Уже в годы моих лекционных разъездов по провинции, люди интеллигентски направленческой психологии часто нападали на меня за свойственную мне легкость общения с представителями самых разнообразных миросозерцательных лагерей и политических группировок. Выслушивая эти нападки, я никогда не испытывал ни малейших угрызений совести, так как никогда не сомневался, что широкая откры
тость моей души навстречу самым разнообразным людям не имеет ничего общего с идейной беспринципностью. С годами я окончательно убедился в том, что непримиримо строгим человек должен быть только с самим собою.
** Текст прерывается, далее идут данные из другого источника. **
PR #214, opened 2019-02-05
Changes playback fields on EssenceTrack model

afred:
Replaces playback_frame_per_sec and playback_inch_per_sec with playback_speed
and playback_speed_units.


afred:
### #show view

image

---

### Form view

image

Могу по совести сказать, что там, где жизнь ставила меня в необходимость защиты исповедуемых мною идей, я всегда проявлял бескомпромиссную твердость. Когда на торжественном спектакле (исполнялись «Зори» Верхарна) оркестр заиграл Интернационал и весь зрительный зал, во главе с Луначарским, встал, как один человек, мы с женою, хотя это могло очень дорого обойтись мне, не поднялись со своих кресел в ложе бель-этажа. Так же никогда не пел я, будучи до 1937 года профессором в Дрездене, и нацистского гимна: "Horst Wessel Lied".
Такая принципиальность поведения вполне естественно уживалась во мне с даром перевоплощения в души инакомыслящих людей. Ни от кого не скрывая своего лица, я общался и с советскими заправилами, и с бывшими помещиками, и с коммунистическими коноводами. Ни под кого не подделываясь и ни с кем не лукавя, я как-то естественно поворачивался к каждому человеку наиболее близкой ему стороной моего существа, что по закону сокровенной связи между всеми положительными началами жизни давало мне, да и всем нам весьма приятные практические результаты. Лисицын по-приятельски шил мне сапоги из особо хорошей кожи, старик Фокин, инстинктивно чувствуя, что я по-своему любуюсь им, как исключительно цельным представителем сходящей с исторической сцены православно-черносотенной России, охотно давал свою молодую лошадь проехать на станцию. Генеральша Болотникова, получив американскую посылку «Ара», радушно поила меня настоящим кофе со сгущенным молоком, не в последнюю очередь, как она сама говорила, за то, что я осмели
вался себя держать помещиком, приезжал к ней верхом, да еще в офицерском френче, а Муравьев, ненавидевший генеральшу лютою ненавистью и воевавший в качестве председателя Комитета бедноты с вол-исполкомом из-за того, что ее все еще терпят в уезде, охотно обсуждал со мною вопросы социализма и своей политической карьеры.
В последний раз я видел всех своих деревенских друзей и знакомых почти что в полном сборе на богатой свадьбе лисицынского сына.
Изо всей нашей Ивановской компании приглашения на свадьбу удостоились только мы с Наташей.
Как только начали сгущаться ранние зимние сумерки, к нашему крыльцу, оглашая деревенскую тишину давно не слышанным «помещичьим» звоном колокольчика и бубенцов, подкатила запряженная в легкие санки пара. Сытыми лошадьми, в гривы и хвосты которых были вплетены разноцветные ленты, правил сам Лисицын – особенный нам почет. Мы быстро собрались и понеслись в Знаменку.
Вокруг ярко освещенного дома Ивана Алексеевича толпилось много народу. По-деревенски не завешенные окна были облеплены любопытными бабами и взобравшимися на заваленку мальчишками: и не приглашенным хотелось посмотреть на свадьбу.